Exercise goal
Only certain lines below are wanted: those starting at the line containing "I'm missing something." and ending at the line containing "This PR refactor", both included, each retyped exactly.

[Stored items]
Segment Open

PR #303, opened 2026-07-07
fix(e2e): switch temp-email provider from mail.tm to Guerrilla Mail

brtkx:


e2e/helpers/temp-email-mailtm.ts
brtkx, line 1: Only renamed previous `temp-email.ts` so that we can use it if needed

christopherferreira9 (approved):

andrascodes (approved):

PR #304, opened 2026-07-08
feat(sra): LabeledValueRow component

OmarBasem:
Closes [FS-2389](https://linear.app/offchain-labs/issue/FS-2389/labeledvaluerow-component)


packages/react-ui/src/components/DataRow/index.tsx
```diff
@@ -0,0 +1,99 @@
...
+            data-testid="labeled-value-row-info"
+          >
+            <Icon
+              name="info"
+              className="zd:size-3.5 zd:text-greyScale/50"
+              aria-hidden
+            />
+          </button>
+        ) : (
+          <Icon
```
brtkx, line 86: This case only renders info icon user can't interact with; it doesn't serve any purpose. IMO we should do two things here:
1. Move [DataRow](https://github.com/zerodevapp/zerodev-wallet-sdk/tree/main/packages/wallet-react-ui/src/signing/components/DataRow) to `react-ui` and reuse it here.
2. Add `labelTooltip: string` optional property and render info icon with tooltip for this case. The consumer shouldn't need to pass the tooltip behavior, unless I'm missing something.

OmarBasem: @brtkx refactored to a single component in react-ui

OmarBasem:
@brtkx added changeset file

andrascodes (approved):

PR #306, opened 2026-07-08
refactor(react-ui): ArrowCardPair

OmarBasem:
### Summary

This PR refactor `ArrowCardPair` component to `react-ui` as it is reused in SRA.


packages/react-ui/src/components/ArrowCardPair/index.tsx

Segment Closed

Output for this task
2. Add `labelTooltip: string` optional property and render info icon with tooltip for this case. The consumer shouldn't need to pass the tooltip behavior, unless I'm missing something.

OmarBasem: @brtkx refactored to a single component in react-ui

OmarBasem:
@brtkx added changeset file

andrascodes (approved):

PR #306, opened 2026-07-08
refactor(react-ui): ArrowCardPair

OmarBasem:
### Summary

This PR refactor `ArrowCardPair` component to `react-ui` as it is reused in SRA.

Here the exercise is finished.